The Eurodollar futures curve on a yield basis has moved sharply higher since the end of 2020 due to (1) expectations for the pandemic to end by year-end thanks to vaccinations, and (2) the massive fiscal stimulus plans by Democrats.  The Eurodollar futures curve is now showing expectations for an overall 225 bp Fed rate hike by 2029, which is 75 bp more than expectations as of the end of 2020 for a 150 bp rate hike by 2029.

Jan U.S. PPI expected little changed — The consensus is for today’s Jan final-demand PPI to rise slightly to +0.9% y/y from December’s +0.8%.  Meanwhile, the Jan core PPI is expected to ease slightly to +1.1% y/y from December’s +1.2%. The current U.S. inflation statistics are sharply below market expectations for inflation.  The 10-year breakeven inflation expectations rate on Tuesday climbed to a new 6-1/2 year high of 2.26% and finished the day up +2 bp at 2.25%.

U.S. retail sales expected to improve — Today’s Jan retail sales report is expected to show a solid increase of +1.1% m/m, more than reversing December’s weak report of -0.7% m/m.  Consumer sentiment remained poor in January as consumers hunkered down after the holidays.  However, consumer sentiment and spending should improve considerably by March due to the declining pandemic infection rates seen since mid-January.

U.S. manufacturing production expected to show another solid rise — The consensus is for today’s Jan manufacturing production report to show an increase of +0.7% m/m, adding to December’s increase of +0.9% m/m.  U.S. manufacturing production has risen on a month-on-month basis for eight consecutive months, but is still down -2.8% y/y.  Meanwhile, today’ s broader Jan industrial production report is expected to rise +0.5% m/m, adding to December’s increase of +1.6% m/m.

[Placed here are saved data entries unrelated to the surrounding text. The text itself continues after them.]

Issue #652, opened 2019-02-08
turkish language support


beratpostalci:
I need Turkish language support for my application. #653

andreasseidler:
The turkish language support introduced duplicates in the "tr" json object, which breaks the usage of the jsoneditor in IE.

josdejong:
Support for Turkish is available in the latest version. The issue reported by @andreasseidler has been fixed too now.

PR #653, opened 2019-02-08
turkish language support is added - #652

beratpostalci:
I have translated the Turkish identities of all fields and have updated i18n.js file. #652


josdejong:
Thanks @beratpostalci !

PR #659, opened 2019-02-17
Add ability to add to/customize context menu

RobAley:
I see that the ability to add custom items to the context menu is in progress for version 6, however I'm guessing v6 is still some way away. 

This pull request introduces a simple way to allow customization of the context menu in the current version. It simply lets the user register an "onCreateMenu" function in options to which the contents of the menu "items" variable (plus reference to the current node) are passed before the menu is created from them.

I currently use it internally to add a custom menu item to display the current path as a JSON Pointer path (by pushing a new item onto items), and to alter the styling & text of some of the standard menu items depending on the current path (by altering existing item in items).

If this is something you want to incorporate, I can work up an example for the examples folder and additions to the api docs.

### DIFF
--- a/docs/api.md
+++ b/docs/api.md
@@ -146,11 +146,11 @@ Constructs a new JSONEditor.
   
   See also option `schema` for JSON schema validation.
   
-- `{function} onCreateMenu(items,path)`
+- `{function} onCreateMenu(items,{path})`
   
   Customize context menus in tree mode.
   
-  Sets a callback function to customize the context menu in tree mode. Each time the user clicks on the context menu button, an array of menu items is created. If this callback is set, the array is passed to this function along with the current path (if any). This function can customize any aspect of these menu items, including deleting them and/or adding new items. Each menu item is represented by an object, which may also contain a submenu array of items. See the source code of example 21 in the examples folder for more info on the format of the items and submenu objects.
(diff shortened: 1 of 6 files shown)


josdejong:
Thanks @RobAley! Yes makes sense not to await v6.

Some feedback:

1. Can you describe the new feature in the docs? Also, an example demonstrating how to use it would be great.
2. Right now you pass `node` as second argument, but so far the nodes are internal and undocumented API. Maybe we can instead pass an object containing the path of the current node, similar to `onEditable` and `onEvent`  and some other callbacks work. What do you think?

RobAley:
I agree with returning path rather than node, I can always find the node from the path if needed.

I've changed it to return the path rather than node. I've also added it to appendNodeFactory.js and treemode.js to capture (i think) everywhere a tree's context menu is created.

I've also added an example and put it in the docs.

Let me know what you think. Happy to change anything (or for you to do so).

josdejong:
wow, that's really nice @RobAley !! I love the example, it clearly demonstrates the power of customizing the menu, thanks.

Thanks for adjusting the API. I would love to see one more change there: change the second argument of `onCreateMenu` from being the path to being an object containing the path, like `onCreateMenu(items, node)` where node is an object `{ path: [...] }`. This will make it consistent with other functions like `onEditable`, and it makes it easy to expand the API in the future if needed by adding more properties to the `node` object.

RobAley:
Ok, I think I've changed that to how you mean. Do feel free to change it further if needed.

Thanks.

josdejong:
Thanks for the updates, I like this new feature :)

I've made some changes in the example to make it work on IE11 too.

josdejong:
`onCreateMenu` is now available in `v5.30.0` :tada:

RobAley:
Thats great, many thanks.

PR #664, opened 2019-03-04
Show examples from schema in field tooltips

AdamVig:
image


AdamVig:
@josdejong I'm not sure if you get notified about pull requests, so I am tagging you here as well. Let me know if this is redundant; I don't want to spam you. 😄

josdejong:
Thanks Adam, looks good on first sight, thanks for taking the time to even do all translations :)

I will review+test in more detail tomorrow or the day after.

I do get notified on every PR and issue. An extra message in a PR doesn't cause extra spam on my side, it's just one email thread in my mailbox, so no problem at all.

josdejong:
I've done some testing, all works like a charm. Thanks again @AdamVig!

josdejong:
Available now in `v5.31.0`

PR #665, opened 2019-03-05
Fixed using hyphens in the path of custom validation errors

tobiasfriden:
Using hyphens in the path of custom validation errors didn't work since the method `stringifyPath` previously added a dot to the start of anything which wasn't a number. This for example turned `fill-color` to `.fill-color` which is not a valid json path. Using bracket notation did not work either as `['fill-color']` was transformed to `.['fill-color']`. With this fix, using bracket notation works.

### DIFF
--- a/package-lock.json
+++ b/package-lock.json
@@ -1706,8 +1706,7 @@
         "ansi-regex": {
           "version": "2.1.1",
           "bundled": true,
-          "dev": true,
-          "optional": true
+          "dev": true
         },
         "aproba": {
           "version": "1.2.0",
@@ -1728,14 +1727,12 @@
         "balanced-match": {
           "version": "1.0.0",
           "bundled": true,
-          "dev": true,
-          "optional": true
+          "dev": true
         },
         "brace-expansion": {
           "version": "1.1.11",
           "bundled": true,
           "dev": true,
-          "optional": true,
           "requires": {
             "balanced-match": "^1.0.0",
             "concat-map": "0.0.1"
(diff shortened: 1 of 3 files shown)


josdejong:
Thanks @tobiasfriden , good find!

Can you add a unit test for this so we prevent regressions in the future?

tobiasfriden:
@josdejong sure, will do.
However, I was wondering if you think it is necessary to check in `stringifyPath` if there is also a closing bracket in this case (and otherwise throw an error). In my case I can see it is done anyways in `parsePath` so depends on if `stringifyPath` is used for other purposes I guess.

josdejong:
I think the check for a matching closing parentheses `]` is not strictly necessary right now, but at some point in the future it could be that path that you parse has an external source and is not guaranteed to have a valid syntax. Since it's easy to add such a check it would be nice to add, but if you think it's overkill it's also fine with me to leave it out.

tobiasfriden:
@josdejong added the check as well as some unit tests for `stringifyPath`

josdejong:
Thanks for adding the unit tests @tobiasfriden.

One question: why would you pass `['foo', '["prop-with-hyphens"]']` as path? Wouldn't you instead pass `['foo', 'prop-with-hyphens']`and want the stringifier to turn it into `foo["prop-with-hyphens"]` (with either single or double quotes)?

tobiasfriden:
@josdejong that is indeed a good idea, my thought was to add myself the brackets to path element where they are required. But of course it would be better if the stringifier could do it automatically! I guess we only need to check if the path includes hyphens and in that case add brackets instead of the leading dot.
Are there any other special cases you know of that require the brackets? It might be good to include in the solution as well in that case.

josdejong:
:+1: I like it.

I think we have a similar issue when a path has spaces, and there easily be more cases I guess. Maybe we go defensive here: when the string contains only known, safe characters (regexp word characters `a-z`, `A-Z`, `0-9`, `_` and maybe `$`), then we use dot notation, and else we use the "safe" brackets+quotes notation?

tobiasfriden:
@josdejong that's a great idea. I'm not very experienced in writing regexp but I think this should be correct.

josdejong:
Thanks @tobiasfriden , looks good :+1:

josdejong:
This fix is now published in `v5.32.1`

PR #999, opened 2025-12-01
GH Actions/update-website: stop submitting test PRs on workflow update

jrfnl:
## Pull Request Type

## Detailed Description

Currently, the `update-website` workflow doesn't deploy the website straight away. Instead it opens a PR with the files which will be changed to allow for review of the website changes before deploying the updated website (by merging the PR).

To that end, the workflow is run:
* Whenever a tag is created.
* When a pull request changes any of the files directly involved in updating the website.
* When manually requested.

What with the frequent Dependabot updates, this has become quite noisy for the "pull request which changes the workflow" trigger.

To that end, this commit blocks the opening of the PR when the workflow/doc building files are changed, while still running the rest of the workflow to verify that the workflow wasn't broken by the changes.

It also introduces a new step to create the branch holding the changes in the local environment.
This was previously done via the "create PR" step, which will now be skipped, while we still need the branch for verifying Ruby can build the GH Pages site.

As the branch should now be checked-out already before we even get to the part of the workflow verifying the site can be build via GH Pages, we can also remove the separate `actions/checkout` step.

### DIFF
--- a/.github/workflows/update-website.yml
+++ b/.github/workflows/update-website.yml
@@ -125,6 +125,11 @@ jobs:
           name: website-updates
           path: artifacts
 
+      - name: Create the new branch
+        env:
+          REF_NAME: feature/auto-ghpages-update-${{ steps.get_pr_info.outputs.REF }}
+        run: git checkout -b "$REF_NAME"
+
       # Different version of phpDocumentor may add/remove files for CSS/JS etc.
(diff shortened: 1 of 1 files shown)


jrfnl:
Sorry for the commit noise, hoping things are finally correct.

schlessera (approved):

20-year T-bond auction — The Treasury today will auction $27 billion of new 20-year T-bonds.  The Treasury just started selling 20-year T-bonds again in May 2020 for the first time since 1986.  The 20-year bond yield on Tuesday closed the day sharply higher by +9 bp at a new cyclical high of 1.92%.

The 9-auction averages for the 20-year are as follows:  2.40 bid cover ratio, $2 million in non-competitive bids, 5.8 bp tail to the median yield, 31.8 bp tail to the low yield, and 61.4% taken at the high yield.  The 20-year is moderately below average in popularity among foreign investors and central banks.  Indirect bidders, a proxy for foreign buyers, have taken an average of 61.4% of the last nine 20-year auctions, moderately below the median of 63.6% for all recent Treasury coupon auctions.